From the Acts of the Apostles to your local community today, down the centuries the story of the Christian faith has been built upon the vital contributions of millions of intermediaries who have enabled others to step out in faith for themselves. It is no small matter to stand with your feet on familiar dry ground and then to summon up the will to dare to make the journey out onto the sea of faith for yourself. No matter how friendly the folk on the boat called church, moored in the centre of harbour, may seem to be from a distance, you still have to get from where you are to where they are, without getting your feet wet. As an interested observer the onus seems to be on you to take the initiative of finding a way of getting out to them, and that may be one barrier too many that holds you back.

But what if someone sensed your interest and was willing and ready to listen to your thoughts and offer appropriate encouragement, born out of their own experience of standing in a similar spot to you? What if they then smiled at you and offered to ferry you out to the boat themselves? In these circumstances I guess you’d be very much more likely to take that first step.
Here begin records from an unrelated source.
PR #519, opened 2017-01-19
Implement Display for SendError<T> and TrySendError<T>.

hicqu:
I want to convert SendError<Something> to String, but such error reported,
```
the method `to_string` exists but the following trait bounds were not satisfied: `mio::channel::SendError<Box<stub::Task +std::marker::Send>> : std::fmt::Display`
```
I believe this PR has resolved the issue. What do you think?

### DIFF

This metaphor is critically instructive today as we lament the diminishing numbers of people who seem keen to venture out on the sea of faith. We need to go back to first principles and literally consider the steps that are needed to get from the dry land of contemporary culture into the purposeful and powered craft that is authentic Christianity, as we voyage out onto the ocean of God’s presence into a spirit-led future. For the human spirit is restless, we seek new vista’s, we yearn to explore beyond the quotidian realm of the familiar and long to venture out into fresh possibilities. The sea draws our gaze and entices our hearts. Its vastness challenges and consoles. Its tides bring comforting rhythm and awesome power. It is other and yet it is our evolutionary birthplace. The similarity to the divine is obvious.

Christians who find joy and inspiration voyaging together on the ocean of God’s loving reality have a responsibility to consider those whose feet are firmly on dry land, but whose gaze is out to sea. No longer can we be complacent and assume that anyone will somehow find their way out to the boat. Our agency and intervention matter more than ever. In this day and age it really is up to us to be the vital intermediaries who lovingly, and with all the patient care and sensitivity we can muster, provide a simple and straightforward way of getting afloat.